Find the line with "Additional editor hotkeys" and the line with "All these hotkeys" in the entries below; output exactly those two lines, every line between them, and no others.
*** DATA PROVIDED Section Begins ***
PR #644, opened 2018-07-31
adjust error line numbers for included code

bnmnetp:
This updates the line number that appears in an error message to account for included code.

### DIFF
*** DATA PROVIDED Section Ends ***
*** DATA PROVIDED Section Begins ***
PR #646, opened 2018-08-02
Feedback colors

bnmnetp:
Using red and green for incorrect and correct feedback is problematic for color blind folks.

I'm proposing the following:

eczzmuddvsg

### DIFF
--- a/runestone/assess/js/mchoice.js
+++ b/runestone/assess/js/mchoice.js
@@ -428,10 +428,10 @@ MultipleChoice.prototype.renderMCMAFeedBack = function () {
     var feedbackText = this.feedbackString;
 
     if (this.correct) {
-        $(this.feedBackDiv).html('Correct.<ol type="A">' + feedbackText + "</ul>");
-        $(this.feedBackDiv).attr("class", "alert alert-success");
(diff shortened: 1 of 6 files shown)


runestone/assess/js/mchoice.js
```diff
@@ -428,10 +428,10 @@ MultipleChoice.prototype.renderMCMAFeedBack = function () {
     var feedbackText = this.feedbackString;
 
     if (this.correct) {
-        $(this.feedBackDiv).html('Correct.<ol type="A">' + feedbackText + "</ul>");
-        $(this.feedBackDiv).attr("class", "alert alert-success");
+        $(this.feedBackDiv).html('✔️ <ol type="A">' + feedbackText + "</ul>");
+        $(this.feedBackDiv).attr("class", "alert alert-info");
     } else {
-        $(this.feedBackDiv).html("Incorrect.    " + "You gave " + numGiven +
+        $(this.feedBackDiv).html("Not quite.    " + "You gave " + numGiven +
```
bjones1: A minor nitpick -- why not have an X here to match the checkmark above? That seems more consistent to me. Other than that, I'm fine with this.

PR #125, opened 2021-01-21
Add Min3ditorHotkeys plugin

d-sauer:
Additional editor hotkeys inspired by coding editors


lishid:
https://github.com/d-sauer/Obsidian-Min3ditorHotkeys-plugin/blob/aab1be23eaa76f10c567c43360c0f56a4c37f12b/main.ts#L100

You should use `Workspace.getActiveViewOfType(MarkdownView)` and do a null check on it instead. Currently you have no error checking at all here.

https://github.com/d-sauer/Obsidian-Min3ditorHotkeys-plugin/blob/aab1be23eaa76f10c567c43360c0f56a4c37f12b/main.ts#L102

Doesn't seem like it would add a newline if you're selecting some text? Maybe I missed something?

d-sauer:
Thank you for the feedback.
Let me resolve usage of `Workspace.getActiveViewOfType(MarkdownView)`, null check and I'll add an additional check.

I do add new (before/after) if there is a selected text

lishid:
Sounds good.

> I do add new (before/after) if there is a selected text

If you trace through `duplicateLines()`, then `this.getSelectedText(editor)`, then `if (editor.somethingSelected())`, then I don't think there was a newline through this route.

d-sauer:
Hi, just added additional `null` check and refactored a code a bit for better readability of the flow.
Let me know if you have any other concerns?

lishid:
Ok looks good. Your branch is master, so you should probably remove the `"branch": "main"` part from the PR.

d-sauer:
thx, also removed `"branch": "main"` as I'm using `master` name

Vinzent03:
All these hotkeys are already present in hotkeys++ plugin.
*** DATA PROVIDED Section Ends ***
*** DATA PROVIDED Section Begins ***
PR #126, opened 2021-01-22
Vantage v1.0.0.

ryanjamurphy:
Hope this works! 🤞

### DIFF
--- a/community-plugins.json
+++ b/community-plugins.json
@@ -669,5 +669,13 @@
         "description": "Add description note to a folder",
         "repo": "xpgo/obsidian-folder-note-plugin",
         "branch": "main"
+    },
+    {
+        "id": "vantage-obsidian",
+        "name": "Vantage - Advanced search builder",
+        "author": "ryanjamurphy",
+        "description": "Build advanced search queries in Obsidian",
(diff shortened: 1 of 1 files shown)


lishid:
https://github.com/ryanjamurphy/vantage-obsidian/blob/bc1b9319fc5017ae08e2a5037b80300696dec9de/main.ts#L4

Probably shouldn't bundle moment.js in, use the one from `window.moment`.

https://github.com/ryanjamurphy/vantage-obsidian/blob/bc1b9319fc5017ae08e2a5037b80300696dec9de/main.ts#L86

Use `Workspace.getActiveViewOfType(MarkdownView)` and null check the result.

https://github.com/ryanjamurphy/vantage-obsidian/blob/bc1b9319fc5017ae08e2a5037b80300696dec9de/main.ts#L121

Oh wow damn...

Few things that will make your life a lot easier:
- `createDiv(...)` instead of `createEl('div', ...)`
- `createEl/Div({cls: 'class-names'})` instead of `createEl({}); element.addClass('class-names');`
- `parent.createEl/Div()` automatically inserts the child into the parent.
*** DATA PROVIDED Section Ends ***
■ EXERCISE RESULT ■
Additional editor hotkeys inspired by coding editors


lishid:
https://github.com/d-sauer/Obsidian-Min3ditorHotkeys-plugin/blob/aab1be23eaa76f10c567c43360c0f56a4c37f12b/main.ts#L100

You should use `Workspace.getActiveViewOfType(MarkdownView)` and do a null check on it instead. Currently you have no error checking at all here.

https://github.com/d-sauer/Obsidian-Min3ditorHotkeys-plugin/blob/aab1be23eaa76f10c567c43360c0f56a4c37f12b/main.ts#L102

Doesn't seem like it would add a newline if you're selecting some text? Maybe I missed something?

d-sauer:
Thank you for the feedback.
Let me resolve usage of `Workspace.getActiveViewOfType(MarkdownView)`, null check and I'll add an additional check.

I do add new (before/after) if there is a selected text

lishid:
Sounds good.

> I do add new (before/after) if there is a selected text

If you trace through `duplicateLines()`, then `this.getSelectedText(editor)`, then `if (editor.somethingSelected())`, then I don't think there was a newline through this route.

d-sauer:
Hi, just added additional `null` check and refactored a code a bit for better readability of the flow.
Let me know if you have any other concerns?

lishid:
Ok looks good. Your branch is master, so you should probably remove the `"branch": "main"` part from the PR.

d-sauer:
thx, also removed `"branch": "main"` as I'm using `master` name

Vinzent03:
All these hotkeys are already present in hotkeys++ plugin.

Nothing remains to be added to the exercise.